---- Data in this exercise
Issue #358, opened 2016-05-29
Can't join multiple channels separated by comma


MaxLeiter:
Using the Connect screen, you can't join multiple channels separated by a comma (and by default the channels input is filled with two channels separated by a comma).

![image](https://sr.ht/1adj.png)
https://sr.ht/hEfd.webm

xPaw:
It parses join string by space, and first part is used as channels, and second part used as join key.

So there shouldn't be a space after comma.

PR #411, opened 2016-06-17
Fix channel join regression and fix possibly joining parted channels

xPaw:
--------
- **Work order**:
Give back exactly the lines starting at the one with "Using the Connect" and running to the end of the listing. Include both ends.

- **Solution to the exercise**:
Using the Connect screen, you can't join multiple channels separated by a comma (and by default the channels input is filled with two channels separated by a comma).

![image](https://sr.ht/1adj.png)
https://sr.ht/hEfd.webm

xPaw:
It parses join string by space, and first part is used as channels, and second part used as join key.

So there shouldn't be a space after comma.

PR #411, opened 2016-06-17
Fix channel join regression and fix possibly joining parted channels

xPaw:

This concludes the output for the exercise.